Formal Verification of Unknown Dynamical Systems via Gaussian Process Regression
This work addresses the challenge of ensuring safety in autonomous systems with black-box components, which is crucial for applications like robotics and control, though it is incremental as it builds on existing GP and model checking methods.
The authors tackled the problem of verifying safety-critical autonomous systems with unknown dynamics by developing a framework that uses Gaussian process regression to learn from data and abstracts the system into an uncertain Markov decision process for formal verification against temporal logic specifications, achieving correctness guarantees and polynomial computational complexity in dataset and abstraction size.

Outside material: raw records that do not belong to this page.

Issue #3446, opened 2025-08-04
Fix native tests about worker process has failed to exit gracefully


bahaaTuffaha:
### Describe the Bug

when you do `yarn test` on native it will say at the end:
```
A worker process has failed to exit gracefully and has been force exited. This is likely caused by tests leaking due to improper teardown. Try running with --detectOpenHandles to find leaks. Active timers can also cause this, ensure that .unref() was called on them.
```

Leveraging autonomous systems in safety-critical scenarios requires verifying their behaviors in the presence of uncertainties and black-box components that influence the system dynamics. In this work, we develop a framework for verifying discrete-time dynamical systems with unmodelled dynamics and noisy measurements against temporal logic specifications from an input-output dataset. The verification framework employs Gaussian process (GP) regression to learn the unknown dynamics from the dataset and abstracts the continuous-space system as a finite-state, uncertain Markov decision process (MDP). This abstraction relies on space discretization and transition probability intervals that capture the uncertainty due to the error in GP regression by using reproducible kernel Hilbert space analysis as well as the uncertainty induced by discretization. The framework utilizes existing model checking tools for verification of the uncertain MDP abstraction against a given temporal logic specification. We establish the correctness of extending the verification results on the abstraction created from noisy measurements to the underlying system. We show that the computational complexity of the framework is polynomial in the size of the dataset and discrete abstraction. The complexity analysis illustrates a trade-off between the quality of the verification results and the computational burden to handle larger datasets and finer abstractions. Finally, we demonstrate the efficacy of our learning and verification framework on several case studies with linear, nonlinear, and switched dynamical systems.